With 1/4 the population of India, higher GDP, and allowing for all the
existing entitlement programs being retired, we can't afford it either. The
math just doesn't work out.

Edit: Some grossly simplified numbers.

Assumptions: BI matches poverty level. Everyone gets BI (parents receive their
children's payments until they reach majority). Family size is 3 (average
household size is really 2.54 persons in the US)

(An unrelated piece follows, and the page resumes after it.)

PR #5063, opened 2023-06-20
feat(schema-migration): move schema_migration into processing container

Bento007:
## Reason for Change

- simplifies the needed infra changes.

US Population: 312 million, which is 104 million families (households). The
Census dept. says poverty level for a family of 3 is $20,000, so that's what
BI must match. This gives us annual BI payments of $2.08 trillion.

Savings from shuttered entitlement programs: Medicare, Medicaid, CHIP, ACA
subsidies: $938 billion. EITC & CTC: $362 billion. Total savings is $1.3
trillion annually.

But what about Social Security (OASI/DI) with $888 billion in payments? Since
that's a pay-it-forward program we can't end it suddenly (it'd be political
suicide, in any case). It'd have to be tapered off in some fashion. The trust
fund (Al Gore's "Lock Box") doesn't exist as a big pile of money to be tapped,
as that has been turned into US-issued Treasury Bonds.

So there's a shortfall of about $810 billion each year. Could we tap into the
money sent to the Pentagon? Yes, but that's "only" $610 billion and we'd have
a military that isn't being paid and with increasingly obsolete equipment. Not
a good situation.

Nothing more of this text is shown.